PR #113, opened 2019-02-20
Docs overhaul + light refactoring + build improvements + misc cleanup

jdeal:
This is the "make Formatic slightly less crufty" refactor. Hopefully this will set the stage for a later "make Formatic hardly crufty at all" refactor. Or maybe even a "make Formatic modern with hooks and other goodie" refactor. Anyway...

The main goal here was to update the docs which were quite out of date and out of sync with the local demo. A secondary goal was to overhaul the way docs were built from the old very custom solution to a new less-custom Next.js solution. Along the way, lots of other updating, both large and small, took place.

- [x] Replace the custom docs build with a Next.js build.
- [x] Update babel and some other dependencies.
- [x] Move the webpack-based demo over to Next.js and merge it so the demo and the docs are all one thing.
- [x] Add enzyme for testing components.
- [x] Add a test utility to easily mount some fields for testing.
- [x] Add a `FieldContainer` to make it easier to plugin components for handling field types.
- [x] Add a teensy bit of documentation for `FieldContainer`.
- [x] Add snapshot testing for all fields in the demo.
- [x] Add a new `renderTag` plugin method so field/helper components can pass rendering of all tags through the plugin method. This way, literally any part of a field/helper component can be overridden. The main reason to do this is to be able to override styling for the demo in a not-global-CSS-soup way.
- [x] Change all the field/helper components to render everything through the `renderTag` plugin method.
- [x] Add a CSS plugin that spits out some BEM-like (but not really BEM) class names.
- [x] Change the formatic.css file to use those new classes for styling the demo, making the demo slightly less ugly.
- [x] Rewrite/update all the docs and examples.
- [x] Rewrite all the doc components, including removing the reliance on Bootstrap.
- [x] Add emotion to use for writing the docs pages/components. (Only a dev dependency.)
- [x] Change the rollup config to spit out dual builds, one for CommonJS and one for ES modules.
- [x] Add `"sideEffects": false` to `package.json` so webpack can start tree-shaking things. Only `cssPlugin` and `FieldContainer` can currently be tree-shaken, but see next point...
- [x] Export all plugins and mixins so that we can deprecate the non-tree-shakable things hanging off the default exported Formatic component.
- [x] Make it so CodeMirror can be used from a dependency vs having to hang off of `window`.
- [x] Remove any remnants of bower. Yuck!
- [x] Remove Bootstrap. Bye!
- [x] Remove gulp and just rely on npm scripts.
- [x] Remove other unused junk.
- [x] Breaking change: Swap the order of children rendered in array items to match object items and to better support flexbox styling. This is the main thing that requires a major version bump. But lots of other stuff is changing, so it's better to just call this a major bump anyway. A `renderTag` plugin can be used to swap the order back to the original order.
- [x] Fix conflicts.
- [x] Test with Zapier to make sure nothing blows up.


FormaticTestUtils.js
```diff
@@ -0,0 +1,24 @@
+import React from 'react';
+import { mount } from 'enzyme';
```
stevelikesmusic: Any thought to using `react-testing-library`?

LICENSE
```diff
@@ -1,4 +1,4 @@
-Copyright (c) 2014 Zapier
+Copyright (c) 2018 Zapier Inc.
```
stevelikesmusic: Should this be 2019 now :trollface:

__tests__/components/field-container.js
```diff
@@ -0,0 +1,42 @@
...
+                onChangeValue(event.target.value.toUpperCase())}
+              value={props.field.value}
+            />
+          )}
+        </FieldContainer>
+      ),
+    }));
+    const fields = [{ type: 'upper', key: 'name' }];
+    const value = { name: 'foo' };
+    const onChangeFormSpy = jasmine.createSpy('onChangeForm');
```
stevelikesmusic: Why call `jasmine` instead of `jest`?

__tests__/components/fields/array.js
```diff
@@ -0,0 +1,10 @@
+/*global describe, it, expect*/
+
+import { renderFieldsToHtml } from '../../../FormaticTestUtils';
```
stevelikesmusic: If we're sticking with `rollup` any want or thoughts of using the (resolve alias plugin](https://github.com/rollup/rollup-plugin-alias)

docs/server/getSnippets.js
```diff
@@ -0,0 +1,30 @@
+/* global __dirname */
+import fs from 'mz/fs';
```
stevelikesmusic: I'm full of questions 😄. Do we still need `mz` now that `util.promisify` gets us essentially the same thing?

docs/server/snippets/plugin-fieldLabel.js
```diff
@@ -1,11 +1,13 @@
-var plugin = function (config) {
-
+const plugin = () => {
   return {
-    fieldLabel: function (field) {
+    fieldLabel: function(field) {
```
stevelikesmusic: Any reason to not use an arrow function here?

docs/server/snippets/plugin-using-multiple.js
```diff
@@ -0,0 +1,12 @@
+//CUT
```
stevelikesmusic: This realization was one of my Formatic "ah ha" moments when it finally clicked what the lib could do.

FormaticTestUtils.js
jdeal: I hadn't but maybe I should. It just wasn't another rabbit hole I wanted to go down right now.

LICENSE
jdeal: Yep, that's how long it took to finish this PR. 😅

__tests__/components/field-container.js
jdeal: No good reason. Switched it now.

__tests__/components/fields/array.js
jdeal: Totally cool by me. I think I'll hold off for another PR for it. Maybe you're volunteering? 😄 If I understand, it means the tests use the rollup babel plugin? I hadn't thought about doing that and wasn't aware of that alias plugin either. In other projects, I've just used a symlink for tests: https://github.com/jdeal/qim/tree/master/test/node_modules.

docs/server/getSnippets.js
jdeal: Good point. Done.

docs/server/snippets/plugin-fieldLabel.js
jdeal: Nope, probably just copied over from somewhere else. Fixed. I'd like to go through the codebase and switch lots of things to arrow functions as well, but had to cut things off somewhere. 😄

docs/server/snippets/plugin-using-multiple.js
jdeal: Yeah, it makes Formatic plugins really powerful. But it can also confuse people too. 😬

__tests__/components/fields/array.js
stevelikesmusic: I'm either/or—no strong feeling as to how. But it might be nice to skip relative paths 🤷‍♂️

docs/server/snippets/plugin-fieldLabel.js
stevelikesmusic: I get that!

lib/formatic.js
```diff
@@ -26,10 +26,31 @@ import ScrollMixin from './mixins/scroll.js';
...
-import referencePlugin from './plugins/reference';
+import cssPlugin from './plugins/css-plugin';
 import elementClassesPlugin from './plugins/element-classes';
 import helpTextPlacementPlugin from './plugins/help-text-placement';
+import metaPlugin from './plugins/meta';
+import referencePlugin from './plugins/reference';
+
+export { default as FieldContainer } from './components/field-container';
+
+export {
```
jdeal: Effectively, we're deprecating the old way of grabbing these off of `Formatic`.

lib/formatic.js
```diff
@@ -26,10 +26,31 @@ import ScrollMixin from './mixins/scroll.js';
...
+  bootstrapPlugin,
+  cssPlugin,
```
jdeal: This new plugin is only available as a named export.

lib/mixins/shared.js
```diff
@@ -0,0 +1,54 @@
...
+
+  onBlurAction: function() {
+    this.onStartAction('blur');
+  },
+
+  isReadOnly: function() {
+    return this.props.config.fieldIsReadOnly(this.props.field);
+  },
+
+  renderWith: function(elementName, extraProps) {
```
jdeal: Create an object that points to `config.renderTag`, so the `jsx` function can render through the config.

bower.json
```diff
@@ -1,33 +0,0 @@
-{
```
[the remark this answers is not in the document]
stevelikesmusic: 😆

docs/server/getSnippets.js
jdeal: I actually killed off all this special snippet API stuff anyway and just use `raw-loader` to load in snippets. TLDR: for a static site, Next will still try to run getInitialProps on the client, but there's no server, so of course it fails.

--------

- [Instructions to follow]: As the exercise requires, copy out the data shown above word for word.

- [Task solution]:
PR #113, opened 2019-02-20
Docs overhaul + light refactoring + build improvements + misc cleanup

jdeal:
This is the "make Formatic slightly less crufty" refactor. Hopefully this will set the stage for a later "make Formatic hardly crufty at all" refactor. Or maybe even a "make Formatic modern with hooks and other goodie" refactor. Anyway...

The main goal here was to update the docs which were quite out of date and out of sync with the local demo. A secondary goal was to overhaul the way docs were built from the old very custom solution to a new less-custom Next.js solution. Along the way, lots of other updating, both large and small, took place.

- [x] Replace the custom docs build with a Next.js build.
- [x] Update babel and some other dependencies.
- [x] Move the webpack-based demo over to Next.js and merge it so the demo and the docs are all one thing.
- [x] Add enzyme for testing components.
- [x] Add a test utility to easily mount some fields for testing.
- [x] Add a `FieldContainer` to make it easier to plugin components for handling field types.
- [x] Add a teensy bit of documentation for `FieldContainer`.
- [x] Add snapshot testing for all fields in the demo.
- [x] Add a new `renderTag` plugin method so field/helper components can pass rendering of all tags through the plugin method. This way, literally any part of a field/helper component can be overridden. The main reason to do this is to be able to override styling for the demo in a not-global-CSS-soup way.
- [x] Change all the field/helper components to render everything through the `renderTag` plugin method.
- [x] Add a CSS plugin that spits out some BEM-like (but not really BEM) class names.
- [x] Change the formatic.css file to use those new classes for styling the demo, making the demo slightly less ugly.
- [x] Rewrite/update all the docs and examples.
- [x] Rewrite all the doc components, including removing the reliance on Bootstrap.
- [x] Add emotion to use for writing the docs pages/components. (Only a dev dependency.)
- [x] Change the rollup config to spit out dual builds, one for CommonJS and one for ES modules.
- [x] Add `"sideEffects": false` to `package.json` so webpack can start tree-shaking things. Only `cssPlugin` and `FieldContainer` can currently be tree-shaken, but see next point...
- [x] Export all plugins and mixins so that we can deprecate the non-tree-shakable things hanging off the default exported Formatic component.
- [x] Make it so CodeMirror can be used from a dependency vs having to hang off of `window`.
- [x] Remove any remnants of bower. Yuck!
- [x] Remove Bootstrap. Bye!
- [x] Remove gulp and just rely on npm scripts.
- [x] Remove other unused junk.
- [x] Breaking change: Swap the order of children rendered in array items to match object items and to better support flexbox styling. This is the main thing that requires a major version bump. But lots of other stuff is changing, so it's better to just call this a major bump anyway. A `renderTag` plugin can be used to swap the order back to the original order.
- [x] Fix conflicts.
- [x] Test with Zapier to make sure nothing blows up.


FormaticTestUtils.js
```diff
@@ -0,0 +1,24 @@
+import React from 'react';
+import { mount } from 'enzyme';
```
stevelikesmusic: Any thought to using `react-testing-library`?

LICENSE
```diff
@@ -1,4 +1,4 @@
-Copyright (c) 2014 Zapier
+Copyright (c) 2018 Zapier Inc.
```
stevelikesmusic: Should this be 2019 now :trollface:

__tests__/components/field-container.js
```diff
@@ -0,0 +1,42 @@
...
+                onChangeValue(event.target.value.toUpperCase())}
+              value={props.field.value}
+            />
+          )}
+        </FieldContainer>
+      ),
+    }));
+    const fields = [{ type: 'upper', key: 'name' }];
+    const value = { name: 'foo' };
+    const onChangeFormSpy = jasmine.createSpy('onChangeForm');
```
stevelikesmusic: Why call `jasmine` instead of `jest`?

__tests__/components/fields/array.js
```diff
@@ -0,0 +1,10 @@
+/*global describe, it, expect*/
+
+import { renderFieldsToHtml } from '../../../FormaticTestUtils';
```
stevelikesmusic: If we're sticking with `rollup` any want or thoughts of using the (resolve alias plugin](https://github.com/rollup/rollup-plugin-alias)

docs/server/getSnippets.js
```diff
@@ -0,0 +1,30 @@
+/* global __dirname */
+import fs from 'mz/fs';
```
stevelikesmusic: I'm full of questions 😄. Do we still need `mz` now that `util.promisify` gets us essentially the same thing?

docs/server/snippets/plugin-fieldLabel.js
```diff
@@ -1,11 +1,13 @@
-var plugin = function (config) {
-
+const plugin = () => {
   return {
-    fieldLabel: function (field) {
+    fieldLabel: function(field) {
```
stevelikesmusic: Any reason to not use an arrow function here?

docs/server/snippets/plugin-using-multiple.js
```diff
@@ -0,0 +1,12 @@
+//CUT
```
stevelikesmusic: This realization was one of my Formatic "ah ha" moments when it finally clicked what the lib could do.

FormaticTestUtils.js
jdeal: I hadn't but maybe I should. It just wasn't another rabbit hole I wanted to go down right now.

LICENSE
jdeal: Yep, that's how long it took to finish this PR. 😅

__tests__/components/field-container.js
jdeal: No good reason. Switched it now.

__tests__/components/fields/array.js
jdeal: Totally cool by me. I think I'll hold off for another PR for it. Maybe you're volunteering? 😄 If I understand, it means the tests use the rollup babel plugin? I hadn't thought about doing that and wasn't aware of that alias plugin either. In other projects, I've just used a symlink for tests: https://github.com/jdeal/qim/tree/master/test/node_modules.

docs/server/getSnippets.js
jdeal: Good point. Done.

docs/server/snippets/plugin-fieldLabel.js
jdeal: Nope, probably just copied over from somewhere else. Fixed. I'd like to go through the codebase and switch lots of things to arrow functions as well, but had to cut things off somewhere. 😄

docs/server/snippets/plugin-using-multiple.js
jdeal: Yeah, it makes Formatic plugins really powerful. But it can also confuse people too. 😬

__tests__/components/fields/array.js
stevelikesmusic: I'm either/or—no strong feeling as to how. But it might be nice to skip relative paths 🤷‍♂️

docs/server/snippets/plugin-fieldLabel.js
stevelikesmusic: I get that!

lib/formatic.js
```diff
@@ -26,10 +26,31 @@ import ScrollMixin from './mixins/scroll.js';
...
-import referencePlugin from './plugins/reference';
+import cssPlugin from './plugins/css-plugin';
 import elementClassesPlugin from './plugins/element-classes';
 import helpTextPlacementPlugin from './plugins/help-text-placement';
+import metaPlugin from './plugins/meta';
+import referencePlugin from './plugins/reference';
+
+export { default as FieldContainer } from './components/field-container';
+
+export {
```
jdeal: Effectively, we're deprecating the old way of grabbing these off of `Formatic`.

lib/formatic.js
```diff
@@ -26,10 +26,31 @@ import ScrollMixin from './mixins/scroll.js';
...
+  bootstrapPlugin,
+  cssPlugin,
```
jdeal: This new plugin is only available as a named export.

lib/mixins/shared.js
```diff
@@ -0,0 +1,54 @@
...
+
+  onBlurAction: function() {
+    this.onStartAction('blur');
+  },
+
+  isReadOnly: function() {
+    return this.props.config.fieldIsReadOnly(this.props.field);
+  },
+
+  renderWith: function(elementName, extraProps) {
```
jdeal: Create an object that points to `config.renderTag`, so the `jsx` function can render through the config.

bower.json
```diff
@@ -1,33 +0,0 @@
-{
```
[the remark this answers is not in the document]
stevelikesmusic: 😆

docs/server/getSnippets.js
jdeal: I actually killed off all this special snippet API stuff anyway and just use `raw-loader` to load in snippets. TLDR: for a static site, Next will still try to run getInitialProps on the client, but there's no server, so of course it fails.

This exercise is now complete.